**What you should do**: Across the whole listing, filter for the string "tldahlgren" and copy every line that has it.

+ + + +

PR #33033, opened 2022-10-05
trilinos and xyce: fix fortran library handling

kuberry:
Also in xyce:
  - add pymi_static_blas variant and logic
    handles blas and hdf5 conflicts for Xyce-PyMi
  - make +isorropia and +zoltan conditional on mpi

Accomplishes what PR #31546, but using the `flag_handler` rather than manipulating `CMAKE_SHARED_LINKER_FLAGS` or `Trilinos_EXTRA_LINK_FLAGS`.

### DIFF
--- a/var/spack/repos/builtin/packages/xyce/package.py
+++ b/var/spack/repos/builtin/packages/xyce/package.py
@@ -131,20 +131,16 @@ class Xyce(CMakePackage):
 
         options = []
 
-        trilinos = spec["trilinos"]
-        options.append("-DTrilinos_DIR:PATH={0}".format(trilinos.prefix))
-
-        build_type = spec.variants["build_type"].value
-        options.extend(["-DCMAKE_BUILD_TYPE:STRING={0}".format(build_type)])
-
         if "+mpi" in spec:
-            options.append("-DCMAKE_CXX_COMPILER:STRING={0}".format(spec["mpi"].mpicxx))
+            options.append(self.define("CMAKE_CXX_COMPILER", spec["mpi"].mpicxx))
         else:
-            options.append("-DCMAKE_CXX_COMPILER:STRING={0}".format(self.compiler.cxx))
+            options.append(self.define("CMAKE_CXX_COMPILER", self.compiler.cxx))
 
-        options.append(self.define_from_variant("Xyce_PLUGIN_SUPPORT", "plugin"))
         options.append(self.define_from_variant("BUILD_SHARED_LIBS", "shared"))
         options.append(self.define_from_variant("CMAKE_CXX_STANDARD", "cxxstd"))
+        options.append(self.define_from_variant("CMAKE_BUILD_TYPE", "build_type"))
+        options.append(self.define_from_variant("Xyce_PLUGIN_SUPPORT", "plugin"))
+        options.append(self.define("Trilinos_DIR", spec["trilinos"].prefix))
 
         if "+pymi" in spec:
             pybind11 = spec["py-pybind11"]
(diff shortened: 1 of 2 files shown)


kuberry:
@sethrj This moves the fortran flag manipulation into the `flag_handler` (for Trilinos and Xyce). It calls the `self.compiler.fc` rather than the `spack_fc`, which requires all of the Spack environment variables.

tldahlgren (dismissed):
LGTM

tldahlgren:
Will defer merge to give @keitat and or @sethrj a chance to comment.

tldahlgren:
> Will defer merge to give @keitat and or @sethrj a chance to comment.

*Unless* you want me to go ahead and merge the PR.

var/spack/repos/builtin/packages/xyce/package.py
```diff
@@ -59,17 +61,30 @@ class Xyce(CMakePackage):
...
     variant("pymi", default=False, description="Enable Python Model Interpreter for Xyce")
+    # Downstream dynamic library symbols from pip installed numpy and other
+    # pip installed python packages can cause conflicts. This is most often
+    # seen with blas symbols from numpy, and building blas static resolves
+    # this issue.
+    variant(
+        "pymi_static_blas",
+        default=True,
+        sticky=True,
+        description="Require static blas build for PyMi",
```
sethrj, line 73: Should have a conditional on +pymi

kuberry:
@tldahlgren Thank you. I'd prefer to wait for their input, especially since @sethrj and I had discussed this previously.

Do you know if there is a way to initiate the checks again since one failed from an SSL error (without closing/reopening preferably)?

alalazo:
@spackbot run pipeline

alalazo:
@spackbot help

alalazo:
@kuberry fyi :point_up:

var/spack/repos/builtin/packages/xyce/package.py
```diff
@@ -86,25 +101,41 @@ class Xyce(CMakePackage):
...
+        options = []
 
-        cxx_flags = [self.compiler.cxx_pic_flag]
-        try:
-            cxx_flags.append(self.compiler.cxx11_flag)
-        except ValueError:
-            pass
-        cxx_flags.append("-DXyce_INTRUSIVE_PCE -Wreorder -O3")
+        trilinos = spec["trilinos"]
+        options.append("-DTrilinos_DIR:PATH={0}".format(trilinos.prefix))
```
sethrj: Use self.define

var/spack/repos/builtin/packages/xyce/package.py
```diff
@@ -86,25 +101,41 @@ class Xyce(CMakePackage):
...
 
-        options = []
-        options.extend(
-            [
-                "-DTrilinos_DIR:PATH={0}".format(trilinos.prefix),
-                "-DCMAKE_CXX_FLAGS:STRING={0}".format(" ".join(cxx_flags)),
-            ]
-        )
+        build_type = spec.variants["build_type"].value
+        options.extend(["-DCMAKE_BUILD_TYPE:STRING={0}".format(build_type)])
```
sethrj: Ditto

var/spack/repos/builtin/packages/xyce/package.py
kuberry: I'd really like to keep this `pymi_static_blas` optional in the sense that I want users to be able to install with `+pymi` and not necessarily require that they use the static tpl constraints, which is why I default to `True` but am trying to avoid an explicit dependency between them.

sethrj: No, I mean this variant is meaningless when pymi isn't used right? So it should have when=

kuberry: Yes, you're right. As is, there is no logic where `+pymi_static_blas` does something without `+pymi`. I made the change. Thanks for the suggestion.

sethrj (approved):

+ + + +

**Result of this task**:
tldahlgren (dismissed):
tldahlgren:
tldahlgren:
@tldahlgren Thank you. I'd prefer to wait for their input, especially since @sethrj and I had discussed this previously.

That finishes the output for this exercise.